Bigquery was chosen as the analytics backend of our CDP self-service. Meanwhile, Google Cloud BigTable was selected as the backend, where our services will interact to enable the personalization. In developing the storage for Big Table, the design of the scheme is very necessary. The frequency and categorization will affect how we design the column qualifier while the CDP attribute will affect how we design the row key.
We also opted to create a caching mechanism to reduce the load to huge tables for identical read activity. We construct the cache system using redis with sure Time to Live (TTL) to ensure an optimized performance. In addition, we also utilized a Role Based Access Control (RBAC) mechanism on the CDP API to ensure entry control of different services towards attributes in the CDP.
3. Monitoring and alerting
Another necessary point in building a CDP is developing the correct monitoring and alerting system to maintain stability on our platform. A soft and hard threshold on each metric is established and monitored. Once this threshold is reached, some alerts will be sent through the communication channel. Based on the current architecture, there are several parts in which we need to enable monitoring and alerting.
One of the things that we will need to monitor is resource consumption during computation and data pipeline from data sources to the CDP storages, as we operate using Bigquery and Dataflow for Data Computation and Data Pipeline. In Bigquery, we need to monitor the slot utilization that is used to compute some data aggregation or manipulation to produce the attribute.
When building the CDP, high quality data was necessary in order for it to be a trusted platform. Several metrics that are necessary in terms of data quality are Data Completeness, Data Validity, Data Anomaly and Data Consistency. Therefore, several monitoring needs to be enabled to ensure these metrics.
Storage and API Performance
Since CDP’s backend and API immediately interact with several entrance facing features, we have to ensure the availability of the CDP service. Since we’re using Big Table as the backend, the monitoring of CPU, Latency and RPS is required. This metric, by default, is provided in the Bigtable monitoring.

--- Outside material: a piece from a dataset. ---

PR #137, opened 2018-04-05
Produce docker containers for both server and worker

timperrett:
Hi there!

Wanted to deploy build farm using containers, figured i'd just toss up a PR to do the containerization work as it might be useful for others. Present thinking is that it would make sense to put in a custom entrypoint that can either take some params as env vars (e.g. name of config file), or otherwise always expect files mounted at a particular location as it is now (e.g. `/config/server.config`). Obviously both approaches come with downsides :-)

4. Discoverability across company
Many users have been inquiring on how they can browse attributes that our CDP offers. Initially, we initiated out by documenting our attributes and sharing it to our stakeholders. However, as the number of the attributes increased, it became increasingly harder for people to go through our documentation. This pushed us to start integrating the CDP terminology into our Data Catalog. In this case, our Data Catalog performs an necessary position in enabling users to browse attributes in CDP, including the definition of each attribute and how they can retrieve the data.
5. Implementation and adoption of the platform
Another key point for a successful CDP implementation is collaboration across teams on the entrance end services. There are several types of CDP implementation in Tokopedia: Personalization, Marketing Analytics, and Self Service Analytics.
The most common utilization of CDP would be in personalizing a user’s journey. One example of personalization is the search feature. The product team personalizes the user’s search result based on the user’s address, so that the user will be able to find products that are in proximity to their location. After discussing the definition of user address, we created a CDP API contract with the Search team, so the development can run in parallel. As a result, today our users are able to have a better user experience based on their location.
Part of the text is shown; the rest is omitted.